[Saved data entries]
PR #4648, opened 2026-06-23
[DAP-17] Require upload extensions in strictly increasing order

jcjones:
Per DAP-18 §4.4.3, a report's public and private extensions must each appear in strictly increasing order of extension_type, which also rules out duplicates within a list.

Private extensions are validated in PlaintextInputShare::decode, since the input share is decrypted and decoded per-report. Public extensions live in plaintext ReportMetadata inside each batched ReportShare, so a decode-time rejection would fail the whole AggregationJobInitReq; they are instead validated per-report by the aggregator alongside the existing duplicate/unrecognized-extension checks, surfaced via a new unsorted_extension metric label.

ExtensionType now derives equality, hashing, and ordering from its codepoint so ordering matches the wire value.

### DIFF
--- a/aggregator/src/aggregator/aggregation_job_init.rs
+++ b/aggregator/src/aggregator/aggregation_job_init.rs
@@ -16,7 +16,7 @@ use janus_core::{
 };
 use janus_messages::{
     ExtensionType, InputShareAad, PlaintextInputShare, ReportError, Role, VerifyResp,
-    VerifyStepResult,
+    VerifyStepResult, extensions_are_strictly_increasing,
 };
 use opentelemetry::{
     KeyValue,
@@ -41,6 +41,7 @@ use crate::{
         INPUT_SHARE_DECODE_FAILURE, MISSING_OR_MALFORMED_TASKBIND_EXTENSION,
         PLAINTEXT_INPUT_SHARE_DECODE_FAILURE, PUBLIC_SHARE_DECODE_FAILURE,
         UNEXPECTED_TASKBIND_EXTENSION, UNKNOWN_HPKE_CONFIG_ID, UNRECOGNIZED_EXTENSION,
+        UNSORTED_EXTENSION,
     },
 };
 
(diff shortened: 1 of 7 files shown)


aggregator/src/aggregator/aggregation_job_init.rs
```diff
@@ -247,6 +248,23 @@ where
                                     ReportError::InvalidMessage
                                 })?;
 
+                            // Public extensions must be in strictly increasing order of extension
+                            // type (DAP-18 §4.4.3); private extensions are validated when the
```
jcjones, line 252: I chose this over  4.5.3.4. Input Share Validation because it's specifically about extensions and links straight to the validation. But both are legit options, I can change these comments.

tgeoghegan (approved):

aggregator/src/aggregator/upload_tests.rs
```diff
@@ -1046,6 +1046,83 @@ async fn upload_report_duplicate_extensions() {
...
+        .run_unnamed_tx(|tx| {
+            let task_id = *task.id();
+            Box::pin(async move { TaskUploadCounter::load(tx, &task_id).await })
+        })
+        .await
+        .unwrap();
+    assert_eq!(
+        got_counters,
+        Some(TaskUploadCounter::new_with_values(
+            0, 1, 0, 0, 0, 0, 0, 0, 0, 0
```
divergentdave, line 1121: I confirmed that this test is rejecting the report for the right reason via checking the log output, but checking `TaskUploadCounter` could be a bit of a blunt instrument. Ideally we should also treat the reserved extension as an unsupported extension type, which could also bump the report decoding counter. (see #4671) Checking our OTel metrics could be more precise, though the harness setup code in this file doesn't use `InMemoryMetricInfrastructure` yet. Until we have support for two different extension types, there's no way to make a request that has only this one problem with it, but on the flip side, it's also impossible for order to matter until then too.

I think this test is probably fine as-is, but at least this journey led to me opening two issues.

divergentdave (approved):

aggregator/src/aggregator/upload_tests.rs
jcjones: I see https://github.com/divviup/janus/issues/4671, did you need me to file one for `InMemoryMetricInfrastructure` in upload_tests.rs?

divergentdave: No, we can do that as needed. The second issue I was referring to was on the DAP spec.

PR #4666, opened 2026-06-24
[DAP-18] Add verification key ID field to AggregationJobInitReq

jcjones:
DAP-18 adds a leading `uint8 verification_key_id` field to `AggregationJobInitReq`, identifying which prearranged VDAF verification key the leader nominated.

- Add `verification_key_id: u8` to `AggregationJobInitializeReq`, encoded and decoded first per the new wire order
- The leader always nominates key 0, since Janus uses a single verification key per task
- The helper decodes and ignores the field for now

The `extensions` field and strictly-increasing-order rules from the same draft revision are [tracked separately](https://github.com/divviup/janus/issues/4402).

### DIFF
--- a/messages/src/lib.rs
+++ b/messages/src/lib.rs
@@ -2351,6 +2351,7 @@ impl Distribution<AggregationJobId> for StandardUniform {
 #[derive(Clone, Educe, PartialEq, Eq)]
 #[educe(Debug)]
 pub struct AggregationJobInitializeReq<B: BatchMode> {
+    verification_key_id: u8,
     #[educe(Debug(ignore))]
     aggregation_parameter: Vec<u8>,
     partial_batch_selector: PartialBatchSelector<B>,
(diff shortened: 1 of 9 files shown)


divergentdave (approved):
Regarding the title and description: `verification_key_id` is actually added in draft-ietf-ppm-dap-18. ([diff](https://author-tools.ietf.org/iddiff?url2=draft-ietf-ppm-dap-18))

jcjones:
> Regarding the title and description: `verification_key_id` is actually added in draft-ietf-ppm-dap-18. ([diff](https://author-tools.ietf.org/iddiff?url2=draft-ietf-ppm-dap-18))

uhh oops

jcjones:
I guess https://github.com/divviup/janus/issues/4402 _does_ say "17+".  All these NC-17 commits...

messages/src/lib.rs
```diff
@@ -2360,17 +2361,24 @@ pub struct AggregationJobInitializeReq<B: BatchMode> {
 impl<B: BatchMode> AggregationJobInitializeReq<B> {
     /// Constructs an aggregate initialization request from its components.
     pub fn new(
+        verification_key_id: u8,
```
tgeoghegan, line 2364: We don't expect verification key ID to be used until a future draft defines an extension and some semantics for it. In the meantime, I wonder if instead of adding `0` to 8,000 `AggregationJobInitializeReq::new` calls, we could just always set the key ID to 0 here in `new`. We'd still be able to parse non-zero values off the wire, and could change the constructor once verification key ID becomes real.

But then again you've already fixed all the callsites so this is fine as is.

tgeoghegan (approved):

PR #4668, opened 2026-06-25
Use the new Github Actions Background/Parallel functions

jcjones:
From https://github.blog/changelog/2026-06-25-actions-steps-can-now-be-run-in-parallel/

◆ Task goal: Reproduce only the lines above spanning from the line containing "-41,6 +41,7 @@" through the line containing "(diff shortened: 1 of 7 files shown)", word for word.

◆ Exercise response:
@@ -41,6 +41,7 @@ use crate::{
         INPUT_SHARE_DECODE_FAILURE, MISSING_OR_MALFORMED_TASKBIND_EXTENSION,
         PLAINTEXT_INPUT_SHARE_DECODE_FAILURE, PUBLIC_SHARE_DECODE_FAILURE,
         UNEXPECTED_TASKBIND_EXTENSION, UNKNOWN_HPKE_CONFIG_ID, UNRECOGNIZED_EXTENSION,
+        UNSORTED_EXTENSION,
     },
 };
 
(diff shortened: 1 of 7 files shown)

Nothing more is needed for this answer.